Again Fabel reflected on the unknown city outside his hotel window, with its strange customs, its Karneval, its dancing girls and costumed clowns. Its killer stalking women on the one night of the year when they were supposed to be free of male tyranny. And Maria, putting herself in mortal danger by stumbling around in the dark. And that made him think about his appointment. The one he had made for the next day. The one Scholz mustn’t know about.
Tansu had added a lot of background information on Vera Reinartz. She had been bright; brighter than her peers and destined for a significant career in medicine.
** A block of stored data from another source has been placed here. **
PR #4151, opened 2023-01-30
Allow explicit channels on XCS receiver

nicolaslara:

Allows overloading the received for users that want to explicitly specify which IBC channels and addr their XCS packets should be sent to

## Brief Changelog

 
  - Receiver now supports new syntax: `"ibc:channel-n/osmo1..."

## Testing and Verifying

Split the outpost test into two: one with the simplified receivers and one with the explicit ones. 


cosmwasm/contracts/crosschain-swaps/src/checks.rs
```diff
@@ -1,11 +1,32 @@
 use cosmwasm_std::{Addr, Deps};
+use regex::Regex;
 
 use crate::{state::CHANNEL_MAP, ContractError};
 
-// Validate that the receiver address is a valid address for the destination chain.
-// This will prevent IBC transfers from failing after forwarding
-pub fn validate_receiver(deps: Deps, receiver: Addr) -> Result<(String, Addr), ContractError> {
-    let Ok((prefix, _, _)) = bech32::decode(receiver.as_str()) else {
+/// If the specified receiver is an explicity channel+addr, extract the parts
```
p0mvn, line 6:
```suggestion
/// If the specified receiver is an explicitly channel+addr, extract the parts
```

cosmwasm/contracts/crosschain-swaps/src/checks.rs
```diff
@@ -1,11 +1,32 @@
...
+/// and use the strings as provided
+fn validate_explicit_receiver(receiver: &str) -> Result<(String, Addr), ContractError> {
+    let re = Regex::new(r"^ibc:(channel-\d+)/(.+)$").unwrap();
```
p0mvn, line 9: nit/q: can this be global to avoid initializing it every time this is run?

cosmwasm/contracts/crosschain-swaps/src/checks.rs
```diff
@@ -1,11 +1,32 @@
...
+
+    let (channel, address) = (&captures[1], &captures[2]);
+    let Ok(_) = bech32::decode(address) else {
+        return Err(ContractError::InvalidReceiver { receiver: receiver.to_string() })
+    };
+
+    Ok((channel.to_string(), Addr::unchecked(address)))
+}
+
+/// If the specified received is not explicit, validate that the receiver
```
p0mvn, line 22:
```suggestion
/// If the specified receiver is not explicit, validate that the receiver
```

p0mvn (approved):
LGTM

cosmwasm/contracts/crosschain-swaps/src/checks.rs
ValarDragon: Yeah agreed, I think its important to have the regex compiled only once.

ValarDragon: Oh this might not be so simple: https://stackoverflow.com/questions/41503880/why-isnt-regex-a-wrapper-for-regexnew-to-offer-the-same-regex-matching-s

ValarDragon: Not seeing the regex! macro in latest docs, so maybe it just works as a global?

nicolaslara: It seems like the regex macro (1) didn't do what we want and (2) is gone: https://github.com/rust-lang/regex/blob/master/HACKING.md#the-regex-macro 

Using lazy_static! shouldn't help here, as we only call this once and IIUC the contract code gets loaded on each execution. 

I can replace the regex with manual checking. This is not hard and it's what I had before but I changed it to a regex to make the code shorter. it's basically: remove the `ibc:` prefix and check that it's there, split the string by `/` and check that the first part matches channel-x, use the rest as the denom (assuming addreses can't contain `/`)

nicolaslara: Found [this](https://news.ycombinator.com/item?id=27301320) which seems promising too, but it's not documented/standard, so we'd probably need to review the code.

ValarDragon: Cosmwasm tooling question -- if this doesn't exist, lets ask Boss to see if we can add it into beaker.

Can we use printlns to measure how much gas this call takes? This is really just a gas optimization question

ValarDragon: Lets make this a followup issue as gas optimization.

ValarDragon (approved):

cosmwasm/contracts/crosschain-swaps/src/checks.rs
nicolaslara: Added https://github.com/osmosis-labs/osmosis/issues/4197 for this.

Issue #4149, opened 2023-01-30
(CL): Add `TickRangeLiquidityDepth` Query for Better FrontEnd Support


mattverse:
## Background

We want to have the following query to better support Front-end (cc. @jonator )

- Within a price range(or above and below the current price if given one hi or lo price value), return liquidity for each tick

Namely, `TickRangeLiquidityDepth`

## Suggested Design
- Create an iterator method that takes in start tick and end tick, use their prefixes and which then returns `sdk.Iterator`
- Create a secondary method using the iterator method created above to iterate over all the ticks within the range and then put them in a separate array
- Add protos for query that would look something like this
   - req: upper tick, lower tick (can be nil)
   - res: array of stuct that contains a) tick Index b) liquidity(sdk.Int)

## Blockers
We also need to think about how to handle full range positions. Iterating over **all** ticks would definitely be too much unnecessary computation. We need to think of a way to get the liquidity existing from tick A~ tick B without having to iterate overall ticks, and then we can use that method to return with longer ranges when we're further away from the current spot price

## Acceptance Criteria
- The query has been added along with necessary test cases
-  Iterator method and test cases has been implemented
- We want to double assure this is not a burden in terms of computation, a benchmark test for this query would be great

ValarDragon:
So what exactly is "liquidity depth"? Is it, for a price range `[p1, p2]` and current price `p`, how much needs to be bought/sold to get to `p1` and `p2` respectively?

jonator:
Yes but per individual tick, or a subset of ticks

The horizontal bars here, with vertical axis being price:

![image (5)](https://user-images.githubusercontent.com/4606373/216021020-714bf54c-0d1c-41e4-8f38-1ee9fa0f28cf.png)

PR #4167, opened 2023-01-31
(CL): Add `LiquidityDepthsForRange` Query

mattverse:
Closes: https://github.com/osmosis-labs/osmosis/issues/4149

This PR adds query `LiquidityDepthsForRange` where given lower and upper tick, we would return a array of struct that contains a) tick index b) tick liquidity net gross.

A notable point on this query is that we have maxRange of the ticks provided. That is, when the max Range is 10,000 and the diff between provided lower tick and upper tick is 20,000, this query would error out. This is designed like this to prevent heavy computations. It's now capped at 10,000, but open to discussions on what this cap should be.

(cc @jonator for further feedbacks on this PR as well)

## Brief Changelog
- Add query for `LiquidityDepthsForRange`

## Testing and Verifying
- Added tests for the iterator method that the querier would call for the query 


mattverse:
@jonator Do you see pagination necessary for this query? Asking since applying pagination to this would take some effort 
 (we dont have pagination support for ranges that are designated in cosmos sdk, would have to make a separate implementation for this pagination type)

x/concentrated-liquidity/grpc_query.go
```diff
@@ -102,3 +102,30 @@ func (q Querier) Params(goCtx context.Context, req *types.QueryParamsRequest) (*
 	ctx := sdk.UnwrapSDKContext(goCtx)
 	return &types.QueryParamsResponse{Params: q.Keeper.GetParams(ctx)}, nil
 }
+
+// LiquidityDepthsForRange returns liquidity depths for the given range.
+func (q Querier) LiquidityDepthsForRange(goCtx context.Context, req *types.QueryLiquidityDepthsForRangeRequest) (*types.QueryLiquidityDepthsForRangeResponse, error) {
+	ctx := sdk.UnwrapSDKContext(goCtx)
+	maxRange := sdk.NewInt(10000)
```
czarcas7ic, line 109: if we decide to internally hard cap this I think it should live in a const somewhere

x/concentrated-liquidity/grpc_query.go
```diff
@@ -102,3 +102,30 @@ func (q Querier) Params(goCtx context.Context, req *types.QueryParamsRequest) (*
...
+
+	if req == nil {
+		return nil, status.Error(codes.InvalidArgument, "empty request")
+	}
+
+	if req.LowerTick.GT(req.UpperTick) {
+		return nil, status.Error(codes.InvalidArgument, "lower tick is greater than upper tick")
+	}
```
czarcas7ic, line 117: We might have an error status already premade in errors.go (that also returns what the lower and upper tick that was provided for clarity)

x/concentrated-liquidity/grpc_query.go
```diff
@@ -102,3 +102,30 @@ func (q Querier) Params(goCtx context.Context, req *types.QueryParamsRequest) (*
...
+
+	if req.UpperTick.Sub(req.LowerTick).GT(maxRange) {
+		return nil, status.Error(codes.InvalidArgument, "price range given is too big")
```
czarcas7ic, line 120: Can we return max vs given range in the error message?

x/concentrated-liquidity/tick.go
```diff
@@ -142,3 +144,47 @@ func validateTickRangeIsValid(tickSpacing uint64, exponentAtPriceOne sdk.Int, lo
 func GetMinAndMaxTicksFromExponentAtPriceOne(exponentAtPriceOne sdk.Int) (minTick, maxTick int64) {
 	return math.GetMinAndMaxTicksFromExponentAtPriceOneInternal(exponentAtPriceOne)
 }
+
+// getTickLiquidityDepthFromIterator uses the given lower tick and upper tick, iterates over ticks, creates and returns LiquidityDepth array.
+// LiquidityNet from the tick is used to indicate liquidity depths.
+func (k Keeper) GetTickLiquidityDepth(ctx sdk.Context, poolId uint64, lowerTick, upperTick int64) ([]types.LiquidityDepth, error) {
```
czarcas7ic, line 150: nit: Maybe `GetPerTickLiquidityDepthFromRange` might be a better, more descriptive name? If that is too long, maybe just `GetPerTickLiquidityDepth`?

x/concentrated-liquidity/tick_test.go
```diff
@@ -433,3 +435,119 @@ func (s *KeeperTestSuite) TestCrossTick() {
...
+		TickIndex:    sdk.NewInt(4),
+		LiquidityNet: sdk.NewDec(40),
+	}
+	tests := []struct {
+		name                   string
+		invalidPool            bool
+		expectedErr            bool
+		lowerTick              int64
+		upperTick              int64
+		exectedLiquidityDepths []types.LiquidityDepth
```
czarcas7ic, line 462:
```suggestion
		expectedLiquidityDepths []types.LiquidityDepth
```

x/concentrated-liquidity/tick_test.go
```diff
@@ -433,3 +435,119 @@ func (s *KeeperTestSuite) TestCrossTick() {
...
+			},
+		},
+		{
+			name:                   "tick that does not exist",
+			lowerTick:              10,
+			upperTick:              10,
+			exectedLiquidityDepths: []types.LiquidityDepth{},
+		},
+		{
+			name:        "Half range",
```
czarcas7ic, line 499: I think this name is wrong and should be something like "non-existent pool"

czarcas7ic (commented):
Looks good on first pass! Added some comments to be addressed, and not approving yet since I want to think over the design a little more.

jonator:
> @jonator Do you see pagination necessary for this query? Asking since applying pagination to this would take some effort (we dont have pagination support for ranges that are designated in cosmos sdk, would have to make a separate implementation for this type of pagination)

Pagination, via keys and perhaps a direction (for this custom case) would simplify frontends, however this is somewhat of an unconventional use of pagination so I could see it being excluded. For the frontend, I'm thinking we'd fetch the ticks in the direction the user is currently inspecting in the swap tool. Nothing stops them from entering very large numbers, so we could be making a lot of requests until the pool runs out of liquidity. The 10k limit should be a good balance between size vs number of requests.

jonator:
Q: Also, back to our sync call, how would the frontend provide the right tick IDs/numbers? How would the frontend know the ideal amount of ticks to request, are they the same across pools? Would it always be some number that doesn't cause too large of request bodies?

mattverse:
> > @jonator Do you see pagination necessary for this query? Asking since applying pagination to this would take some effort (we dont have pagination support for ranges that are designated in cosmos sdk, would have to make a separate implementation for this type of pagination)
> 
> Pagination, via keys and perhaps a direction (for this custom case) would simplify frontends, however this is somewhat of an unconventional use of pagination so I could see it being excluded. For the frontend, I'm thinking we'd fetch the ticks in the direction the user is currently inspecting in the swap tool. Nothing stops them from entering very large numbers, so we could be making a lot of requests until the pool runs out of liquidity. The 10k limit should be a good balance between size vs number of requests.

Sweet, then seems like we'll be excluding pagination as the scope of this query. Please let me know after trying out suff if we need pagination, we can always add them back in when needed

mattverse:
> Q: Also, back to our sync call, how would the frontend provide the right tick IDs/numbers? How would the frontend know the ideal amount of ticks to request, are they the same across pools? Would it always be some number that doesn't cause too large of request bodies?

Question regarding how to provide the right tick number: we would have a query to query the current tick of the pool. Most likely plus and minus around the current tick.

mattverse:
> Q: Also, back to our sync call, how would the frontend provide the right tick IDs/numbers? How would the frontend know the ideal amount of ticks to request, are they the same across pools? Would it always be some number that doesn't cause too large of request bodies?

Question regarding the ideal amount of ticks to request: So AFAIU, this query is going to be used for supporting swaps around spot prices. If that's the case I would say like at most 10~100, would get back to you with a better answer

x/concentrated-liquidity/tick_test.go
mattverse: Thanks for the catch! Forgot to push my commit of editing this, resolved in the most recent commit

x/concentrated-liquidity/tick_test.go
mattverse: Resolved in most recent commit

x/concentrated-liquidity/grpc_query.go
mattverse: defined a constant at the top of `grpc_query.go`, lmk how it works out

x/concentrated-liquidity/grpc_query.go
mattverse: Changed to the error suggested!

x/concentrated-liquidity/grpc_query.go
mattverse: Added a new err type to support this in the latest commit

x/concentrated-liquidity/types/query.pb.go
```diff
@@ -302,58 +303,221 @@ func (m *QueryParamsResponse) GetParams() Params {
...
+func (m *QueryLiquidityDepthsForRangeRequest) GetPagination() *query.PageRequest {
+	if m != nil {
+		return m.Pagination
+	}
+	return nil
+}
+
+type QueryLiquidityDepthsForRangeResponse struct {
+	LiquidityDepths []LiquidityDepth    `protobuf:"bytes,1,rep,name=liquidity_depths,json=liquidityDepths,proto3" json:"liquidity_depths"`
+	Pagination      *query.PageResponse `protobuf:"bytes,2,opt,name=pagination,proto3" json:"pagination,omitempty"`
```
jonator, line 363: What is this pagination object used for if we're not using pagination? Is this pagination within the same range?

RE:
https://github.com/osmosis-labs/osmosis/pull/4167#issuecomment-1411488545

mattverse:
@czarcas7ic Resolved all comments. Also, AFAIR, liquidity net from ticks is all we need to calculate swaps can you confirm if this is correct?

x/concentrated-liquidity/grpc_query.go
czarcas7ic: Oh I had meant constants.go https://github.com/osmosis-labs/osmosis/blob/d28c7412c8d16ed48a20f7b770185d238d83f12b/x/concentrated-liquidity/types/constants.go#L1

x/concentrated-liquidity/tick.go
```diff
@@ -142,3 +144,47 @@ func validateTickRangeIsValid(tickSpacing uint64, exponentAtPriceOne sdk.Int, lo
 func GetMinAndMaxTicksFromExponentAtPriceOne(exponentAtPriceOne sdk.Int) (minTick, maxTick int64) {
 	return math.GetMinAndMaxTicksFromExponentAtPriceOneInternal(exponentAtPriceOne)
 }
+
+// getTickLiquidityDepthFromIterator uses the given lower tick and upper tick, iterates over ticks, creates and returns LiquidityDepth array.
```
czarcas7ic, line 148:
```suggestion
// GetPerTickLiquidityDepthFromRange uses the given lower tick and upper tick, iterates over ticks, creates and returns LiquidityDepth array.
```

x/concentrated-liquidity/tick.go
```diff
@@ -142,3 +144,47 @@ func validateTickRangeIsValid(tickSpacing uint64, exponentAtPriceOne sdk.Int, lo
...
+	}
+	store := ctx.KVStore(k.storeKey)
+	prefixBz := types.KeyTickPrefix(poolId)
+	prefixStore := prefix.NewStore(store, prefixBz)
+
+	lowerKey := types.TickIndexToBytes(lowerTick)
+	upperKey := types.TickIndexToBytes(upperTick)
+	iterator := prefixStore.Iterator(lowerKey, storetypes.InclusiveEndBytes(upperKey))
+
+	liquidityDepths := []types.LiquidityDepth{}
```
czarcas7ic, line 162: We should be able to pre-size this array right? If we don't, and we are iterating over the max, we will be resizing this many many times

czarcas7ic (approved):
This LGTM! Please take a look at the array sizing point I made in the most recent review though before merging.

x/concentrated-liquidity/types/query.pb.go
mattverse: this has been removed

x/concentrated-liquidity/tick_test.go
```diff
@@ -433,3 +435,119 @@ func (s *KeeperTestSuite) TestCrossTick() {
...
+	tests := []struct {
+		name                    string
+		invalidPool             bool
+		expectedErr             bool
+		lowerTick               int64
+		upperTick               int64
+		expectedLiquidityDepths []types.LiquidityDepth
+	}{
+		{
+			name:      "Full range",
```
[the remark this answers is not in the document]
mattverse: good point!

x/concentrated-liquidity/grpc_query.go
```diff
@@ -121,3 +125,33 @@ func (q Querier) Params(goCtx context.Context, req *types.QueryParamsRequest) (*
 	ctx := sdk.UnwrapSDKContext(goCtx)
 	return &types.QueryParamsResponse{Params: q.Keeper.GetParams(ctx)}, nil
 }
+
+// LiquidityDepthsForRange returns liquidity depths for the given range.
+func (q Querier) LiquidityDepthsForRange(goCtx context.Context, req *types.QueryLiquidityDepthsForRangeRequest) (*types.QueryLiquidityDepthsForRangeResponse, error) {
+	ctx := sdk.UnwrapSDKContext(goCtx)
+
+	// use constant pre-defined to limit range
+	maxRange := sdk.NewInt(liquidityDepthRangeQueryLimit)
```
p0mvn, line 134: nit: let's define this as a package-global variable to avoid re-allocations in the constructor every time the query is called

x/concentrated-liquidity/tick.go
```diff
@@ -142,3 +144,47 @@ func validateTickRangeIsValid(tickSpacing uint64, exponentAtPriceOne sdk.Int, lo
...
+
+	defer iterator.Close()
+	for ; iterator.Valid(); iterator.Next() {
```
p0mvn, line 165: Can we use this store helper here instead?

https://github.com/osmosis-labs/osmosis/blob/ef1947527e612fbf9cd1532ca86c34fd342e9931/osmoutils/store_helper.go#L110

x/concentrated-liquidity/tick.go
mattverse: The problem is that we can't pre-size accurately enough, since we do not know how much value the iterator holds. 
A possible solution to your concern can be creating a pre-sized array that has a really really huge size. I don't know if this would be a better solution, let me know what you think!

x/concentrated-liquidity/grpc_query.go
mattverse: resolved in the most recent commit

x/concentrated-liquidity/tick.go
mattverse: We need the key of the iterator, not the values here, that's why I did not use any iterator helper in store, lmk if you have suggestions regarding this

jonator (approved):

She had the kind of intellect that tended to be steered into specialism or research. She had had boyfriends but the medical examination had confirmed her own statement that she had been a virgin. Where are you now, Vera? Fabel thought to himself as he read. How could you just disappear?
Fabel breakfasted well. He had muesli with fruit and yoghurt, a couple of bread rolls with Leberwurst and a soft-boiled egg with fruit juice and coffee. He left the hotel early but did not head for the Police Presidium. It was the first opportunity Fabel had had since he had arrived in Cologne: Scholz had to go to a Karneval police committee meeting that would go on all morning. To start with, Fabel had assumed it was a strategy meeting to discuss the massive but delicate task of policing Cologne’s Karneval.